Burton Conner, East Campus, New House, MacGregor, and what used to be Senior House — the dorms most recently affected by this data-driven approach — all, in their own way, provide spaces for LGBTQ+ individuals, students of color, or low-income students. Decisions that affect these dorms disproportionately affect these groups; changes that affect their support structures — which often do not exist elsewhere and have been built over decades — are a delicate matter. Yet, in the case of the Senior House and New Vassar decisions, residents’ unique demographics went unacknowledged, in spite of students’ repeated appeals.

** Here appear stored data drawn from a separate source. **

PR #6348, opened 2025-09-19
Update installation script

mcdoh:

- convert from Bash script to posix-compliant sh script
- check that Python is within 3.9 - 3.12
  - open3d does not yet support 3.13
- check if nvm is not already installed
- disable confirmation of yarn installation
  - with output piped to /dev/null the user never sees request

- uninstall nvm
- uninstall yarn
- run `./install` on:
  - Zsh on Mac
  - Bash on Mac
  - Zsh on Linux
  - Bash on Linux

        notes for FiftyOne users.

-   [ ] Other

## Summary by CodeRabbit

- **New Features**
  - New POSIX-compatible installer with command-line options, Python 3.9–3.12 gating, optional front-end build, Node/NVM and Yarn/Corepack setup, and choices for installing MongoDB, FiftyOne core, Brain, and ETA (source or packaged).
- **Bug Fixes**
  - Improved option parsing, clearer errors, safer version detection and path handling.
- **Documentation**
  - Mac/Linux install instruction updated to ./install.sh; guidance to export PYTHONPATH after install.

### DIFF
--- a/install.sh
+++ b/install.sh
@@ -57,10 +57,10 @@ OS=$(uname -s)
 MIN_MINOR=9
 MAX_MINOR=12
 
-if command -v python3 >/dev/null 2>&1; then
-    PYTHON=python3
-elif command -v python >/dev/null 2>&1; then
+if command -v python >/dev/null 2>&1; then
     PYTHON=python
+elif command -v python3 >/dev/null 2>&1; then
+    PYTHON=python3
 else
     echo "ERROR: Neither python3 nor python found in PATH."
     exit 1
@@ -79,7 +79,7 @@ fi
 echo "Python $PY_VER is supported."
 
 # Ensure pip targets this Python interpreter
-PIP="$PYTHON_BIN -m pip"
+PIP="$PYTHON -m pip"
 
 # Do this first so pip installs with a built app
 if [ "$BUILD_APP" = true ]; then


install.sh
```diff
@@ -42,80 +42,106 @@ while getopts "hbdempo" FLAG; do
...
+
+# Extract major.minor version info
+PY_VER=$(python3 -c 'import sys; print(f"{sys.version_info.major}.{sys.version_info.minor}")')
+MAJOR=$(echo "$PY_VER" | cut -d. -f1)
+MINOR=$(echo "$PY_VER" | cut -d. -f2)
+
+if [ "$MAJOR" -ne 3 ] || [ "$MINOR" -lt "$MIN_MINOR" ] || [ "$MINOR" -gt "$MAX_MINOR" ]; then
+    echo "Python $PY_VER is NOT supported. Please use Python 3.$MIN_MINOR - 3.$MAX_MINOR."
+    exit 1
+fi
```
benjaminpkane, line 77: Awesome

install.sh
```diff
@@ -42,80 +42,105 @@ while getopts "hbdempo" FLAG; do
...
+MIN_MINOR=9
+MAX_MINOR=12
+
+if ! command -v python3 >/dev/null 2>&1; then
+    echo "Python 3 is not installed or not in PATH"
+    exit 1
+fi
+
+# Extract major.minor version info
+PY_VER=$(python3 -c 'import sys; print(f"{sys.version_info.major}.{sys.version_info.minor}")')
```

Moving forward in the room assignment design exercise and the construction of New Vassar, it is imperative that the DSL’s decisions will not neglect the heterogeneity of the students they are meant to serve. The DSL must proceed with an awareness of the rift between supposed student survey data and actual student sentiment — an approach that requires nuance, flexibility and openness to the varieties of student experience. They must contend with the fact that our students’ unique experiences provide them with access to correspondingly unique solutions, and allow students, not their data, to determine what constitutes a solution. Merely shifting individuals towards the DSL’s definition of the norm is a disservice to the diversity of our community. It denies and cuts off at the root the innovative solutions students will adopt when permitted. Conversely, the creation of a highly intentional, adaptable space will drive the innovative spirit we seek to nourish.
Likewise, students have a choice to make: they can, in spite of the failed attempts that precede them, continue to act in good faith and cooperation with the DSL, or they can realize that merely sharing preferences with them will not make their experiences count. Data alone will never capture the diversity of student experience in its richness. To allow an illusion to the contrary to persist is to risk seeing that richness siphoned away.
Jessica Adams is a member of the Class of 2019 studying literature, a previous resident of Senior House, and a current resident of East Campus.